The Women's Health Resource. On the web since 1997.

Researchers Hopeful About Breast Cancer Vaccine (dateline March 28, 2000)

A new study presented at the Advances in Human Breast and Prostate Cancer symposium in Lake Tahoe, Nevada revealed that certain proteins found on the surface of breast cancer cells could possibly be used to develop a vaccine against the disease. According to the researchers, a significant number of breast cancer patients express these proteins (called antigens) and could benefit from a vaccine.
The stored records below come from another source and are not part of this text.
PR #140, opened 2024-12-02
fix hint for pairing result

freddi8e:
Current implementation needs to compare accumulator with c^(q^3), it doesn't follow the algorithm 9 in "on proving pairing" and give attacker a chance to put a fake hint.
Special thanks to @wz14 .  This work is from bitlayer.org.

### DIFF
--- a/Cargo.lock
+++ b/Cargo.lock
@@ -40,9 +40,9 @@ dependencies = [
 
 [[package]]
 name = "allocator-api2"
-version = "0.2.20"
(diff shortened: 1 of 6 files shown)


PayneJoe:
Good catch! Actually the original `hint` equals `c_inv^{p^3}`, it's a variant of witness `c`, and it is computed by verifier itself not provided by prover. So I should have forgotten putting `c_inv^{p^3}` into script, it's a bug on verifier script.

PR #142, opened 2024-12-03
Disprove execution

wz14:
This PR offers a function to find which chunk is available when the operator did some malicious thing. This function re-runs chunker using the wrong proof to get a wrong-proof assigner, then checks the inconsistency between the wrong-proof assigner and the assigner recovered by assert transaction.

There are two cases a malicious operator can do.
-  Operator put a wrong proof to generate all intermediate values, say $$S$$. In this case, the final accumulator will be wrong, and the challenger can take collateral by executing the "accumulator verifier" chunk. This case is covered by unit test `test_wrong_proof`.
-  Operator put a wrong proof and modify some intermediate values to make some chunks pass, say $$S'$$. In this case, there must be a chunk whose `parameter` is the same as in $$S$$, but the `result` is different in $$S$$. The challenger can execute this chunk. This case is covered by unit test `test_wrong_proof_and_modify_intermediates`.

### DIFF
--- a/src/chunker/assigner.rs
+++ b/src/chunker/assigner.rs
@@ -64,6 +64,11 @@ impl BCAssigner for DummyAssinger {
         &self,
         elements: BTreeMap<String, Rc<Box<dyn ElementTrait>>>,
     ) -> Vec<Vec<RawWitness>> {
+        for (key, _) in self.bc_map.iter() {
+            if !elements.contains_key(key) {
+                println!("unconsistent key: {}", key)
+            }
+        }
         assert_eq!(elements.len(), self.bc_map.len());
         vec![elements
             .iter()
--- a/src/chunker/assigner.rs
+++ b/src/chunker/assigner.rs
@@ -17,8 +17,10 @@ pub trait BCAssigner: Default {
         elements: BTreeMap<String, Rc<Box<dyn ElementTrait>>>,
     ) -> Vec<Vec<RawWitness>>;
     /// recover hashes from witnesses
-    fn recover_from_witness(&self, witnesses: Vec<Vec<RawWitness>>)
-        -> BTreeMap<String, BLAKE3HASH>;
+    fn recover_from_witness(
+        &mut self,
+        witnesses: Vec<Vec<RawWitness>>,
+    ) -> BTreeMap<String, BLAKE3HASH>;
 }
 
 #[derive(Default)]
@@ -28,6 +30,9 @@ pub struct DummyAssinger {
 
 impl BCAssigner for DummyAssinger {
     fn create_hash(&mut self, id: &str) {
+        if self.bc_map.contains_key(id) {
+            panic!("varible name is repeated, check {}", id);
+        }
         self.bc_map.insert(id.to_string(), id.to_string());
     }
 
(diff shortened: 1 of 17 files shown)


src/chunker/assigner.rs
```diff
@@ -1,18 +1,35 @@
...
+pub trait BCAssigner: Default {
     /// check hash
     fn create_hash(&mut self, id: &str);
+    /// return a element of
     fn locking_script<T: ElementTrait + ?Sized>(&self, element: &Box<T>) -> Script;
     fn get_witness<T: ElementTrait + ?Sized>(&self, element: &Box<T>) -> RawWitness;
+    /// output sciprt for all elements, used by assert transaction
+    fn all_intermediate_scripts(&self) -> Vec<Vec<Script>>;
+    /// output witness for all elements, used by assert transaction
+    fn all_intermeidate_witnesses(
```
lucidLuckylee, line 15: typo in `intermediate`

src/chunker/disprove_execution.rs
```diff
@@ -0,0 +1,301 @@
...
+    }
+
+    // if all intermediate values is identical, then return the final chunk
+    for (idx, segment) in segments.iter().enumerate() {
+        if segment.is_final() {
+            return Some((idx, segment.witness(assigner)));
+        }
+    }
+
+    panic!("shouldn't be here")
```
lucidLuckylee, line 70: Can you clean up the todo, comments and panic in this function?

lucidLuckylee:
I think if we use `OP_VERIFY` in the script then we have to execute the actual script to check if the operator lied. Otherwise, they can provide a proof that has all correct bit commitments in the execution trace while failing an `OP_VERIFY` check for them.

src/chunker/disprove_execution.rs
```diff
@@ -0,0 +1,301 @@
...
+        }
+        let mut is_result_equal = true;
+        for result in segment.result_list.iter_mut() {
+            if result.to_hash().unwrap() != hash_map.get(result.id()).unwrap().clone() {
+                is_result_equal = false;
+                // replace the result to hash_map
+                *result = Rc::new(Box::new(dummy_element(
+                    &result.id(),
+                    hash_map.get(result.id()).unwrap().clone(),
+                )));
```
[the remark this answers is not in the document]
wz14: This function is used when the operator has released all intermediate state hashes, and a segment will first check bit commitment and then run the chunk. So for the inconsistent `result`, it needs to replace all inconsistent results to make sure that the bit commitment check can pass.

The incorrect `param` is useless, because we don't know the behavior of segment with incorrect `param`s. But, we can always find the segment containing consistent `param` and inconsistent `result`.

src/chunker/assigner.rs
wz14: fixed

src/chunker/disprove_execution.rs
wz14: done

wz14:
Fix repeated variable name `{}_loop_{}_piece_1` induced from https://github.com/BitVM/BitVM/pull/139

https://github.com/BitVM/BitVM/blob/c00a487360bbbf5d6e6510a611a43c897504e351/src/chunker/chunk_scalar_mul.rs#L73-L79

src/chunker/disprove_execution.rs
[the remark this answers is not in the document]
lucidLuckylee: I see. So the verifier is supposed to create its own `assigner` by executing the segments without the Winternitz part and retrieve the hashes that way. Then they can check for errors in the bit commited hashes from the operator. Do I understand that correctly?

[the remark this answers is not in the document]
wz14: Yes, you're right. A different type of assigner is needed as a challenger. Running the chunk one by one is another obvious solution, but I think this way is more efficient.

PR #147, opened 2024-12-10
Change G1Affine hinted check functions

Hakkush-07:
This PR changes G1Affine functions hinted_check_double, hinted_check_add and related functions to ensure that no multiple alpha and bias hints are supplied but instead they are copied for usages in multiple functions.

Eventually, researchers may be able to use antigen identification to help screen for and detect breast cancer.

Lead researcher Patrick C. Roche, PhD of the Mayo Clinic in Rochester, Minnesota believes his study could hold promise for breast cancer patients, particularly women with advanced breast cancer and those who do not respond well to chemotherapy. In the study, 217 breast cancer tissue samples were analyzed for certain cancer/testin (C/T) antigens: ESO-1, MAGE-1, and MAGE-3.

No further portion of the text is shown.